In which case, it may seem prudent to remove social media anonymity and to crack down on social media. If protestors cannot be talked out of their actions, then perhaps they can be prevented from co-ordinating by cracking down on the sites they use to co-ordinate? Not so. Firstly, the event that incited these protests, the Southport attack, was not caused by the attacker being on social media. The protests in response were people in the area coming together in response to that attack, social media would not have prevented them from protesting any more than it would have in a pre-internet era. As for removing internet anonymity, Tommy Robinson has promoted a number of protests on his Twitter account and is willing to do so with no consideration at all for anonymity.
One Guardian article put the blame on Telegram, Bitchute, Parler, and Gab. But this also mistakes how these services came to exist to begin with. Prior to the election of Trump, a number of figures who used these services were on mainstream platforms such as Twitter, YouTube, and Facebook.

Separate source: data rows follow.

PR #1782, opened 2024-05-23
pb-7035: fixed issue in the check to route the PXD/NFS to not nfs logic for restore.

siva-portworx:
**What type of PR is this?**
>bug
```
pb-7035: fixed issue in the check to route the PXD/NFS to not nfs logic for restore.
```

No

NA. 

24.2.1 branch
**Testing:
Validate restore of following cases:**
1) restore from backup with CSI/PXD from NFS BL.
2) restore from backup with KDMP/PXD from NFS BL.
3) restoring from backup CSI/PXD from NFS BL with restoring only PXD and only CSI.

### DIFF
--- a/pkg/applicationmanager/controllers/applicationrestore.go
+++ b/pkg/applicationmanager/controllers/applicationrestore.go
@@ -611,7 +611,6 @@ func (a *ApplicationRestoreController) restoreVolumes(restore *storkapi.Applicat
 	pvcCount := 0
 	restoreDone := 0
 	backupVolumeInfoMappings := make(map[string][]*storkapi.ApplicationBackupVolumeInfo)
-	hasPXDdriver := false
 	for _, namespace := range backup.Spec.Namespaces {
 		if _, ok := restore.Spec.NamespaceMapping[namespace]; !ok {
 			continue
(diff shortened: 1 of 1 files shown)


lalat-das (approved):
lgtm

pkg/applicationmanager/controllers/applicationrestore.go
```diff
@@ -679,10 +675,10 @@ func (a *ApplicationRestoreController) restoreVolumes(restore *storkapi.Applicat
 		// Portworx driver restore is not supported via job as it can be a secured px volume
 		// to access the token, we need to run the driver.startRestore in the same context as the stork controller
 		// this check is equivalent to (if !nfs || (nfs && driverName == volume.PortworxDriverName))
-		if !nfs || hasPXDdriver {
+		for driverName, vInfos := range backupVolumeInfoMappings {
 			// Here backupVolumeInfoMappings is framed based on driver name mapping, hence startRestore()
 			// gets called once per driver
-			for driverName, vInfos := range backupVolumeInfoMappings {
+			if !nfs || (nfs && driverName == volume.PortworxDriverName) {
```
vikasit12, line 681: nit :: We can have a simplified check like
if !nfs || driverName == volume.PortworxDriverName {}

vsundarraj-px: Oops didnt realise the flag would regress like this.

siva-portworx: Yes, checking of driverName alone will working but I prefer check is gives clarity in understanding the logic :)

PR #2336, opened 2023-05-02
Game folders (DLC / Updates / Etc)

AbandonedCart:
This is mostly groundwork for future DLC / Update support. Right now, though, it allows those folders to be hidden in the browser without having to keep them isolated outside of the folder used by the app. 

In the future, it can be repurposed as the base folder for retrieving those files for the specific game, similar to the DLC management interface in some of the desktop emulators.


bylaws:
When we add dlc support, we'll probably have the game folder store them as well. As such I am not sure this really has any point, and it may confuse users adding it now as DLC and updates aren't supported. Lmk if you can see any other benefits

AbandonedCart:
Closing in favor of #2345, but I'll leave the branch in case DLC support ends up similar to desktop implementations. The ability to store a map with array values as as a preference may end up being useful. Even if the files are stored alongside games, it will likely require the ability to optionally enable or disable individual DLC.

PR #2345, opened 2023-05-05
Add an option to filter files parsed as invalid

AbandonedCart:
This allows the game list to (optionally) skip displaying files that were parsed as invalid. It can filter out junk files kept in the game folder and DLC, which also parse as invalid. Again, it is optional. At such time as DLC are no longer parsed as invalid, this would automatically stop applying to them and it will be up to the emulator to determine how to handle that.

When they were removed after the focus on the ‘alt-right’ came with Hillary Clinton’s speech and Trump’s election, they shifted to these services to interact with their audiences. Social media censorship already created these ‘alternative information ecosystems’ to begin with, further action from the state would either need to be so severe as to make social media companies seriously reconsider their participation in the UK market, or ineffective.
Moreover, Telegram is free and open source software. Anyone can download and use the code. Equally, the seriously dedicated can set up their own websites. Nick Fuentes, for example, has his own website for livestreaming after being banned from YouTube and DLive. If people want to communicate, they can and will. If they need to make their own encrypted channels, they can watch any number of YouTube videos to do so. If they need to livestream to millions of people, they can use peer-to-peer communication to do so.
What both the death of Sir David Amess and the Southport attacks have in common is not technology, which is ubiquitous and therefore common in all cases, but extended and prolonged failings of the British state. In this case, it appears the individual was never referred to an anti-extremism unit. In the former case, the subject was referred to multiple anti-extremism organisations, and nothing was done. Both of these events could have been avoided had the British state both been more vigilant, and acted upon those it had found. The unwillingness to tackle extremism in one population directly feeds into the extremism of the others. In the case of the Manchester protests, where a white police officer kicked the head of a non-white suspect, Kier Starmer emphasised he shared their concerns. In the case of the Gaza protests where Nazi salutes were given, we saw little to no enforcement at all. Those rioting now are playing by the rules set for every other group. They saw an event in which members of their group were attacked by a member of another group, and took to the streets in anger.
The reason Kier Starmer and the Chief of the Met cannot deny the accusations of two-tier policing is because it is true. And as long as that basic reality is in place, no amount of social media bans are going to stop the violence.